Can Leg Cramps During Pregnancy be Prevented?

Written by - Reviewed by Consumer Health Digest Team

Published: May 17, 2015 | Last Updated: Oct 4, 2018

Leg Cramps During Pregnancy

What are Leg Cramps?

Leg cramps, also known as charley horses, occur when a pregnant woman’s muscles tightens abruptly. This condition can be very painful and disturbing. The most common manifestation of this condition is pain and a jumpy sensation in the legs, which are its hallmark signs.

Are there any Tests Conducted for Leg Cramps During Pregnancy?

There are no tests conducted for leg cramps as they may be normal during pregnancy. However, they can also be a sign of other medical conditions, especially when they frequently occur and are accompanied by tenderness, swelling, redness, severe pain, or warmth on the extremity. In this case, the doctor may conduct several tests to rule out other medical conditions, such as blood clots.

How Common are Leg Cramps During Pregnancy?

This condition is quite common during pregnancy. They are more frequent and more painful during the third trimester. This is because the legs carry all the extra weight, especially when walking and standing up.

Why am i Having Leg Cramps During Pregnancy?
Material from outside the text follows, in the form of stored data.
PR #633, opened 2022-03-27
No Show Popup Modifications

pooja654:
### Summary 

I changed the design of the No Show popup to match Chenchen's new design. I additionally modified the timeout so that the popup lasts longer (for both the no show and done popups). As of now, the move to the bottom of the queue button simply removes the student from the queue. I am planning on changing this to move the student to the bottom of the queue, but running into a few troubles.

### Test Plan 
I tested that both the no show and done buttons work as expected, and last long enough to be read.
I tested that the undo button for both the no show and done popups leaves the student in the queue in their original position.
I will test that the move to the bottom of queue button moves a student to the bottom of the queue, but for now, I've tested that it removes the student from the queue.

### Breaking Changes 

None

- [ ] My PR adds a @ts-ignore

### DIFF
--- a/src/components/includes/AddQuestion.tsx
+++ b/src/components/includes/AddQuestion.tsx
@@ -305,7 +305,7 @@ const AddQuestion = ({ course, session, mobileBreakpoint }: Props) => {
                                             ))
                                     ) : (
                                         <p className='placeHolder'>
-                                            {activeTags.length > 0 ? 'First select a category' :''}
+                                            {activeTags.length > 0 ? 'First select a category' : ''}
                                         </p>
                                     )}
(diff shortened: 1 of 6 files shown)


danakim21:
I checked that pressing "no show" or "done" both show the undo popup and pressing "undo" leaves the student in their original position. As you said, right now pressing “move to the bottom of the queue” is simply removing the student from the queue -- adding this feature would be great for the students!!

erin-xu (commented):
This looks great so far! I checked that the no show and done buttons open the pop up as expected. The pop up is shown long enough to be read, and the undo button leaves the student's position unchanged.

PR #637, opened 2022-03-29
Hide TAs assigned for office hours with no TAs assigned

triple-jay:
### Summary 
Hides "TAs assigned" for each office hour for office hours without TAs assigned

### Test Plan 
- Check that TAs assigned shows up for office hours with TAs assigned
- Check that this is hidden if no TAs are assigned 

### Breaking Changes 

None

- [ ] My PR adds a @ts-ignore


abagel21 (approved):
Verified that the line shows if TAs are assigned, and doesn't if they aren't.

PR #642, opened 2022-03-30
Updating master with firebase function changes

abagel21:
### Summary 

Last night, I deployed several updates to the firebase functions to prod to fix a bug. This is a PR to make sure those changes are  on github as well as on firebase.

- Added .catch()es to every notificationTracker update so that users without notificationTrackers can create them and won't throw an error
- refactored some code

### Test Plan 

- Delete your notificationTracker in the database, and ensure that notifications send normally
- ensure that notifications send normally with a notificationTracker too

### Breaking Changes 

None

- [ ] My PR adds a @ts-ignore

### DIFF
--- a/functions/src/index.ts
+++ b/functions/src/index.ts
@@ -1,6 +1,6 @@
 import * as functions from 'firebase-functions';
 import * as admin from 'firebase-admin';
-import { Twilio } from "twilio";
+import { Twilio } from 'twilio';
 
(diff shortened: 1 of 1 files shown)


triple-jay (approved):
I tested that notifications work with or without a notificationTracker :). Thank you so so much Alex for your hard work last night <3

PR #645, opened 2022-04-14
Fix waiting time calculation

danakim21:
### Summary 

This PR fixes the waiting time calculation, which was previously added in #628. Previously, person number 1 on the queue saw the normal average wait time, but now they see 0s. 

### Test Plan 

- [ ] Check that student 1 in queue has 0s waiting time 
- [ ] TA/professor waiting time should remain unchanged 
- [ ] Students in the queue should have incremental wait time depending on their position 

### Breaking Changes 

None

- [ ] My PR adds a @ts-ignore

### DIFF
--- a/src/components/includes/SessionInformationHeader.tsx
+++ b/src/components/includes/SessionInformationHeader.tsx
@@ -104,12 +104,12 @@ const SessionInformationHeader = ({
     let dynamicPosition = questions.findIndex(question => question.askerId === myQuestion?.askerId) + 1
 
     if (dynamicPosition === 0) {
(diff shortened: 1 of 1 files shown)


triple-jay (changes requested):
Thanks for working on this Dana! I saw the text was changed on the TA side, as well as that it shows 0s for the first person on the queue now. However, I did see that the calculated time in parentheses for when that student's question would be up is inaccurate—I think it still takes into account one more position (i.e. the extra wait time) in that calculation.

Screen Shot 2022-04-17 at 12 30 34 PM

Other than that, it looks good!

PR #647, opened 2022-04-18
Adding collapsing past office hours, fixing 24 hour time on notifications

abagel21:
### Summary 

Makes past office hours automatically collapsed (unless there are no current office hours) and allows expanding as well. Also makes the time for notifications in 12 hour, not 24 hour. 

### Test Plan 

- Have a course with at least one past office hour and at least one current office hour. On clicking the course (or refresh), the past office hours should be automatically collapsed but able to be expanded.
- Have a course with only past office hours. They should be automatically expanded on clicking on the course (or refreshing), but still able to be collapsed
- check that a notif past noon has 12 hour time, with am/pm correct.

### Breaking Changes 

None

- [ ] My PR adds a @ts-ignore

### DIFF
--- a/src/components/includes/CalendarSessions.tsx
+++ b/src/components/includes/CalendarSessions.tsx
@@ -1,5 +1,6 @@
-import React, { Dispatch, SetStateAction, ReactElement } from 'react';
+import React, { Dispatch, SetStateAction, ReactElement, useState } from 'react';
 import { groupBy } from 'lodash';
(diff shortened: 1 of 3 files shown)


triple-jay (approved):
Thanks for working on this Alex! I tested that the past office hours are collapsed as well as that the time is in am/pm for notifications.

futurekim (approved):
I tested that the collapse is working as well as the am/pm on the notifications :) Looks good!

PR #648, opened 2022-05-01
TA Announcements

danakim21:
### Summary 

This PR adds the new feature of adding TA announcements. For each session, TAs can add new announcements -- if they click on the chevron button, the section expands or collapses. When the section is expanded, it will either show the currently added announcements or "No announcements yet. Click on "plus" icon to make one." When a user clicks on the plus icon, the section also expands and shows a text box for TAs to input their announcement. When a TA/professor adds a TA announcement, it should show to the corresponding session. Adding a new announcement should only work for TA/professors. Everyone should be able to view the announcements. TA/professors can delete only the announcements they created. 

### Test Plan 

- [ ] The chevron button works as expected 
- [ ] The plus button works as expected 
- [ ] The cancel button works as expected 
- [ ] New announcements can be posted by TA/Professors 
- [ ] Previously added announcements show 
- [ ] TA/Professors can delete announcements they've created 

### Breaking Changes 

None

- [ ] My PR adds a @ts-ignore


abagel21:
Tested the UI (toggling plus, chevron, different combos of the two) and it all works as expected. One thing to note, in addition to development of the new announcements being added, the name currently displayed at the top of the "new announcement" block is currently the generic one rather than the current user's. Other than that, looks great!

erin-xu (commented):
This looks great so far! I tested the chevron, add, and cancel buttons, and they all work as expected. Other than the default TA name that Alex mentioned, it looks good to me.

pooja654 (commented):
The chevron button, plus button, and cancel button all work as expected. Clicking post pops up the notification, but doesn't do anything else, which I believe is what you said you implemented. I also noticed what Alex said, about the TA name. One more thing is make sure the TA announcements count updates properly - once again, I believe it doesn't now because post isn't fully implemented. Otherwise, great job!

abagel21 (changes requested):
Looks and works great, thanks Dana! Just a couple of nitpicky things--when I first load the page, before any announcements are posted, the grey text upon dropdown doesn't show up and the parenthetical is empty instead of displaying 0:
image
The other tiny thing is that if possible, announcements should display most recent at the top,  instead of like the queue, because we want them to see the most important information first.

abagel21 (approved):
I've retested the workflow and it looks great. Thanks Dana!

PR #667, opened 2022-08-24
Various Fixes from early semester feedback

abagel21:
### Summary 

In discussion with 4410 and 2110, a couple of issues/ambiguities were raised. These were:
- Ambiguity with what "pending" means--it seems like the operation to add users is in progress, but the pending message disappears on refresh, so then it appears it has failed because the names are never added
- inability to add a course link to a session when "use course link" is selected
- Creating a session series without a name fails without a descriptive error message, while creating a session without a name simply works

I've implemented the following solutions, in order:
- Changed the "pending" message to "pending account creation", and added a second table to the manage roles tab that shows which emails are pending and for which roles
- added a course link to the sessions, such that if "use course link" is selected, a box appears to add a link for the session that is then presented to both the TA and the student identically irrespective of office hour state
- added a default title "office hours" so that no office hour is ever created without a name, even if one isn't entered

I also minorly tweaked the notification text,  because there was a newline in the string.

### Test Plan 
1. Add a role to an email that doesn't exist. Check the correct message appears. Verify that the user is added to the pending table. Verify that creating an account with this user removes them from the pending table.
2. Create a session using course links, and test that both TAs and students can access this link. Create a session without course links, and check that the normal TA link behavior still works.
3. create a session, and then a session series, without a name, and verify it works.

### Breaking Changes 

None

- [ ] My PR adds a @ts-ignore

### DIFF
--- a/functions/src/index.ts
+++ b/functions/src/index.ts
@@ -400,7 +400,7 @@ exports.onQuestionUpdate = functions.firestore
                         title: 'TA Unassigned',
                         subtitle: 'TA Unassigned',
                         message:
-                            `A TA has been unassigned from your question and you\'ve \
+                            `A TA has been unassigned from your question and you have \
                   been readded to the top of the ${session.title} queue.`,
                         createdAt: admin.firestore.Timestamp.now()
                     })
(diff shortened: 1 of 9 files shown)


triple-jay (approved):
Thank you for your hard work sir :)

PR #676, opened 2022-10-04
Fixing default values autofilling on every login for manually constructed users

abagel21:
### Summary 

For users that we have manually made a login for (email/password), Google authentication does not supply a name or photoUrl, which results in us constantly updating the database to "Dummy name" and "Dummy photo". I rectified this by making the database transaction only run in the case that we have a defined value for name and photo.

### Test Plan 

Log in normally with your netID and test that your name/phone number/photoUrl are maintained correctly. Log in with a username/password combo (The "having trouble logging in" button at the very bottom right of the home page", can use user:alex@alex.com, pass:alex@alex.com to verify) and check that name/phone number/photoUrl are maintained correctly.

### Breaking Changes 

None

- [ ] My PR adds a @ts-ignore

### DIFF
--- a/src/components/includes/LoginModal.tsx
+++ b/src/components/includes/LoginModal.tsx
@@ -1,8 +1,7 @@
 import React, { Dispatch, SetStateAction, useState } from 'react';
 import { useHistory } from 'react-router-dom';
 import { Icon } from 'semantic-ui-react';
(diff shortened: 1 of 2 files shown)


triple-jay (approved):
Thanks for working on this sir!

Until the present time, there is still no concrete explanation as to why pregnant women get more leg cramps. However, there are theories that could be possible reasons for such occurrence. Some of these include:

  • The leg muscles are tired of carrying all the extra weight. Thus, muscle spasm occurs as response to muscle fatigue.
  • As the uterus expands, it applies pressure to its surrounding organs. One of the affected areas in the body are the blood vessels in the legs. As the uterus grow bigger, more and more pressure is placed on the blood vessels in the legs. Thus, blood supply towards the legs is minimized. As a result, leg cramps and muscle spasm occur due to inadequate nutrient supply.
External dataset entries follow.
PR #677, opened 2022-10-07
Fixing default values autofilling on every login for manually constru…

abagel21:
…cted users (#676)

* removing userUpload from loginModal

* fixing dummy name instantiation

### Breaking Changes 

None

- [ ] My PR adds a @ts-ignore


triple-jay (approved):
Looks good sir!

PR #679, opened 2022-10-13
Dana/overlap banners

danakim21:
### Summary 

If both "Enable browser notifications" and "Enable text notifications" banners are up, they overlap so only one banner shows. This PR fixes this issue so that the second banner comes after the first banner. When only one banner appears, it stays in its original position. 

Screen Shot 2022-10-12 at 9 21 32 PM

Screen Shot 2022-10-12 at 9 22 06 PM

Screen Shot 2022-10-12 at 9 22 23 PM

### Test Plan 

I've tested that with two banners showing, they don't overlap. With only one banner, it stays in its original position. 

### Breaking Changes 

None

- [ ] My PR adds a @ts-ignore

### DIFF
--- a/src/components/includes/Banner.tsx
+++ b/src/components/includes/Banner.tsx
@@ -1,5 +1,5 @@
 import React from 'react';
-import {connect} from 'react-redux';
+import { connect } from 'react-redux';
 import { updateTextPrompted } from '../../firebasefunctions/phoneNumber';
 import { removeBanner } from '../../redux/actions/announcements';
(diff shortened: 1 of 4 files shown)


erin-xu (approved):
This looks great, Dana! I checked that the two banners no longer overlap when both displayed. I also checked that when each banner is displayed by itself, it is displayed in the original location.

burninglilies:
Looks great Dana! I tested this on my computer and the banner displays as expected with no overlap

When Do Leg Cramps Begin To Kick In During Pregnancy?

Leg cramps usually begin to occur during the second trimester and becomes more frequent as the pregnancy progresses, and the pregnant woman’s belly becomes bigger. Furthermore, they can occur during the day, but are most common at night. Thus, they can be one of the reasons why pregnant women wake up at night.

Will The Leg Cramps Affect The Growing Fetus? How?
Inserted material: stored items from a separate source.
PR #889, opened 2021-02-17
Update pinned apps menu

johrstrom:
Partial fix for #715.  This adds the 'All Apps' link to the 'Apps' menu and limits the pinned apps based off of a configuration.

Limiting pinned apps looks like this:
image

Where, if you're not limiting pinned apps (your limit is higher than the current configuration) it doesn't have the `(currrent/limit)` notation.
image

### DIFF
--- a/apps/dashboard/app/views/layouts/nav/_featured_apps.erb
+++ b/apps/dashboard/app/views/layouts/nav/_featured_apps.erb
@@ -11,8 +11,7 @@
 
       <%= content_tag "li", "", class: "divider", role: "separator" if index > 0 %>
       <%= content_tag "li", title, class: "dropdown-header" unless g.title.empty? %>
-      <% g.apps.each_with_index do |app, app_index| %>
-        <%- break if rendering_pinned_apps && app_index >= Configuration.pinned_apps_menu_length -%>
+      <% g.apps.take(Configuration.pinned_apps_menu_length).each do |app| %>
         <% app.links.each do |link| %>
           <li>
             <%=
--- a/apps/dashboard/app/views/layouts/nav/_featured_apps.erb
+++ b/apps/dashboard/app/views/layouts/nav/_featured_apps.erb
@@ -4,7 +4,9 @@
     <% OodAppGroup.groups_for(apps: group.apps, group_by: :subcategory).each_with_index do |g, index| %>
       <%= content_tag "li", "", class: "divider", role: "separator" if index > 0 %>
       <%= content_tag "li", g.title, class: "dropdown-header" unless g.title.empty? %>
-      <% g.apps.each do |app| %>
+      <% g.apps.each_with_index do |app, app_index| %>
+        <%- rendering_pinned_apps = app.subcategory == "Pinned Apps" -%>
+        <%- break if rendering_pinned_apps && app_index >= Configuration.pinned_apps_menu_length -%>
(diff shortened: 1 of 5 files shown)


apps/dashboard/app/views/layouts/nav/_featured_apps.erb
```diff
@@ -14,6 +16,9 @@
                 target: link.new_tab? ? "_blank" : nil
               ) do
             %>
+              <%- if rendering_pinned_apps && g.apps.size > Configuration.pinned_apps_menu_length -%>
+                </span>(<%= app_index+1 %>/<%= g.apps.size %>)</span>
+              <%- end -%>
```
ericfranz, line 21: Having the (1/6) => (5/6) prefix makes the menu very busy - it is a lot of text to try to ignore when you want to just read the names of the apps.

I would add the count to the header instead. i.e.

screen 2021-02-17 at 1 04 02 PM

or

screen 2021-02-17 at 1 03 40 PM



Also it is a simpler change because you are only changing the header, you don't need the bulk of the changes in this commit to accomplish it.

johrstrom: Done!

johrstrom:
The header of the submenu now indicates the limitation, as shown here.

image

apps/dashboard/config/configuration_singleton.rb
```diff
@@ -260,6 +260,11 @@ def pinned_apps
     config.fetch(:pinned_apps, [])
   end
 
+  # The length of the "Pinned Apps" navbar menu
+  def pinned_apps_menu_length
+    config.fetch(:pinned_apps_menu_length, 6)
```
ericfranz, line 265: After we complete the other features (recent apps, favorite apps) we might play around with the idea default limits for the nav

apps/dashboard/app/views/layouts/nav/_featured_apps.erb
```diff
@@ -0,0 +1,38 @@
...
+      <%- rendering_pinned_apps = g.apps.first.subcategory == "Pinned Apps" -%>
+      <%- if rendering_pinned_apps && g.apps.size > Configuration.pinned_apps_menu_length -%>
+        <%- title = "#{g.title} (showing #{Configuration.pinned_apps_menu_length} of #{g.apps.size})" %>
+      <%- else -%>
+        <%- title = g.title.to_s -%>
+      <%- end -%>
+
+      <%= content_tag "li", "", class: "divider", role: "separator" if index > 0 %>
+      <%= content_tag "li", title, class: "dropdown-header" unless g.title.empty? %>
+      <% g.apps.each_with_index do |app, app_index| %>
```
ericfranz, line 14: instead of each_with_index and a break if `app_index >= Configuration.pinned_apps_menu_length` use take https://ruby-doc.org/core-2.5.0/Enumerable.html#method-i-take

```ruby
<% g.apps.take(Configuration.pinned_apps_menu_length) do |app| %>
```

ericfranz (changes requested):
See comment.

apps/dashboard/app/views/layouts/nav/_featured_apps.erb
johrstrom: Done.

johrstrom:
This has moved to #894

The leg cramps will normally cause no harm to the growing fetus. However, if the pregnant woman does not get enough fluids and or nutrients, then the baby may be affected. This is because dehydration can lead to development of contractions, which may induce pre-term labor.

How can Leg Cramps be Prevented During the Course of Pregnancy?

Some of the measures that can help prevent leg cramps include the following:

  • Avoid crossing legs when sitting or standing.
  • Stretch the calf muscles during the day and before going to sleep.
  • Rotate the ankles and wiggle one’s toes while doing leisure activities, such as while watching TV.
  • Brisk walk every day, unless a health care personnel advised one not to.
  • Avoid stress and fatigue.
  • Sleep on a left side-lying position to promote circulation.
  • Wear support hose.
  • Stay hydrated by drinking at least 8 to 12 glasses of water, milk, or juice daily.
  • Have a warm bath before going to bed to relax the muscles in the body.
  • Make sure to have adequate amounts of potassium, calcium, and magnesium in the blood stream. Supplements can also be taken as per doctor’s advice.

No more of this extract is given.